The “it,” in this case, is the cross, and the question a bit of the seasonal affective disorder of Holy Week.

The meaning of the cross has been debated ever since Jesus took those halting, stumbling steps up Golgotha hill.

Origen thought it was ransom, paying the devil the ultimate emancipation fee for humanity’s slavery to sin.

Thomas saw it as atonement, a sacrifice for the offenses of all. An offering so great it merited salvation for even the worst of us.

Anselm saw it as satisfaction, an act so selfless that it satisfied God’s demand for justice.

Luther held it was penal substitution — Jesus punished in the place of sinners to meet the legal demand to punish sin, freeing God to forgive.

There are other theories, but they’re all a little too transactional — an accountant’s ledger insufficient to the mystery of God.

Besides, while theology can do its best to explain the cross, it doesn’t answer the question.

So I gaze upon a cross.

It is an enigma, at once grotesque and moving. It is a symbol of cruel and humiliating capital punishment and an ageless inspiration for art and life.

This cross is unique, with a corpus of Christ that has oversized features.

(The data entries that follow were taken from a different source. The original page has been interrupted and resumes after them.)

PR #425, opened 2019-04-30
Changes the default 3rd party logger from rcl_logging_noop to rcl_logging_log4cxx

nburek:
When we initially did the logging work we had shipped it using the rcl_logging_noop implementation by default because we were having issues getting rcl_logging_log4cxx fully built on Windows and Mac. This allowed the logging changes to make it in for Crystal, but meant that file based logging still wasn't enable. 

Now that rcl_logging_log4cxx has been building, switching the default logger over will enable logs to start being generated by ROS nodes and will enable advanced logging configuration via a log4cxx config file. 

Without this change, anyone who wants the file based logging would have to rebuild from source with the environment variable set to change from the default logger to explicitly use log4cxx. 

Connects to https://github.com/ros2/rcl_logging/pull/7
Related to https://github.com/ros2/rcl_logging/pull/7

### DIFF
--- a/rcl/cmake/get_default_rcl_logging_implementation.cmake
+++ b/rcl/cmake/get_default_rcl_logging_implementation.cmake
@@ -24,13 +24,13 @@
 macro(get_default_rcl_logging_implementation var)
 
   # if logging implementation already specified or RCL_LOGGING_IMPLEMENTATION environment variable
-  # is set then use that, otherwise default to using rcl_logging_noop
+  # is set then use that, otherwise default to using rcl_logging_log4cxx
   if(NOT "${RCL_LOGGING_IMPLEMENTATION}" STREQUAL "")
     set(_logging_implementation "${RCL_LOGGING_IMPLEMENTATION}")
   elseif(NOT "$ENV{RCL_LOGGING_IMPLEMENTATION}" STREQUAL "")
     set(_logging_implementation "$ENV{RCL_LOGGING_IMPLEMENTATION}")
   else()
-    set(_logging_implementation rcl_logging_noop)
+    set(_logging_implementation rcl_logging_log4cxx)
   endif()
 
   # persist implementation decision in cache


nburek:
I've asked Thomas to kick off a CI build with this change here https://github.com/ros2/rcl_logging/pull/7

thomas-moulard:
CC @juanrh 
Is this gated on landing the ros1_bridge fix? (https://github.com/ros2/ros1_bridge/pull/174)

nburek:
> CC @juanrh
> Is this gated on landing the ros1_bridge fix? ([ros2/ros1_bridge#174](https://github.com/ros2/ros1_bridge/pull/174))

It should not be gated on that. The /rosout feature is already enabled by default, but can be disabled at runtime with a command line parameter. This change is swapping the default 3rd party logger from one that doesn't do anything to one that logs with log4cxx in addition to the stdout and /rosout handlers.

thomas-moulard:
SGTM, thanks for the clarification!

clalancette:
This change looks good to me, and it looks like the CI infrastructure is all setup for it.  I'd like to see green CI with this change before I approve (it looks like the build from https://github.com/ros2/rcl_logging/pull/7 is testing a different branch).

clalancette:
All right, ros2/rcl_logging#7 is merged and this is rebased.  Kicking off a full CI run; if that comes back green, I'll approve and merge:

CI:
* Linux [Build Status](http://ci.ros2.org/job/ci_linux/6885/)
* Linux-aarch64 [Build Status](http://ci.ros2.org/job/ci_linux-aarch64/3168/)
* macOS [Build Status](http://ci.ros2.org/job/ci_osx/5656/)
* Windows [Build Status](http://ci.ros2.org/job/ci_windows/6708/)

clalancette:
So CI is still running, and it looks like most of the tests are passing.  However, I'm seeing a lot of spam in the logs in the style of:

```
01:01:01.122 14: log4cxx: setFile(/var/log/ros/11202.log,true) call failed.
01:01:01.122 14: log4cxx: IO Exception : status code = 2
01:01:01.128 14: log4cxx: setFile(/var/log/ros/11202.log,true) call failed.
```

@nburek @thomas-moulard Any ideas on why, and how we can fix that?

thomas-moulard:
@clalancette errno is "no such file or directory" - wild guess, are we allowed to write to `/var/log/ros` in the CI worker?

nburek:
Yes, as Thomas mentioned the most likely cause is not having permission to write to /var/log.

The easiest solution for this will be to change the default log directory

nuclearsandwich:
> Yes, as Thomas mentioned the most likely cause is not having permission to write to /var/log.
> 
> The easiest solution for this will be to change the default log directory

Would you suggest changing the default log location in source or via additional configuration in CI? ROS processes likely won't have permission to write to `/var/log` on development or production hosts without user intervention either which inclines me toward the former.

nburek:
Agreed that the better place to change it is in the source code. I didn't notice this during development since I did all my testing in a docker container as root.

nburek:
I put a quick change up for PR that changes the behavior on Linux to be the same as Windows, which is to log to a local directory.  https://github.com/ros2/rcl_logging/pull/9 

We could also look to change it so that it logs to "~/.ros/log/" by default like ROS1 does, but that's a more involved changed and I don't have the bandwidth to start that until next week.

clalancette:
CI for this and dependent PRs:
* Linux [Build Status](http://ci.ros2.org/job/ci_linux/6970/)
* Linux-aarch64 [Build Status](http://ci.ros2.org/job/ci_linux-aarch64/3227/)
* macOS [Build Status](http://ci.ros2.org/job/ci_osx/5717/)
* Windows [Build Status](http://ci.ros2.org/job/ci_windows/6791/)

clalancette:
All right, all CI is green!  This one, https://github.com/ros2/rcutils/pull/155, and https://github.com/ros2/rcl_logging/pull/9 are ready to go, so I'll switch them all to "in review".

nuclearsandwich:
Fresh CI

* Linux [Build Status](http://ci.ros2.org/job/ci_linux/6988/)
* Linux-aarch64 [Build Status](http://ci.ros2.org/job/ci_linux-aarch64/3239/)
* macOS [Build Status](http://ci.ros2.org/job/ci_osx/5732/)
* Windows [Build Status](http://ci.ros2.org/job/ci_windows/6810/)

The fingers are curled in pain around the head of an enormous spike. They suggest the strength of Someone Who worked wood and stone, and yet the gentle power to hold and to heal.

The feet are rough, the toenails ragged as Someone Who spent years and many sandaled miles climbing rocky paths and walking dirty roads to spread the message that earned this death.

The beard and hair stiff with dirt, blood and mucous. The red running down His body looks more like pieces of flesh than droplets of blood, as if He had given His very all to the mission that brought Him here.

His eyes are closed, perhaps in surrender, but maybe a calmness — like remembering all whom He had met, all that He had done, and all without regret.

What’s it to me?

A revelation of Who God is.

A God willing to suffer with us.

A God in Whom the powerless find power, the hopeless hope, the troubled peace, and the outcast refuge.

The killing on the cross was horrible, but the dying remains full of love, forgiveness and promise.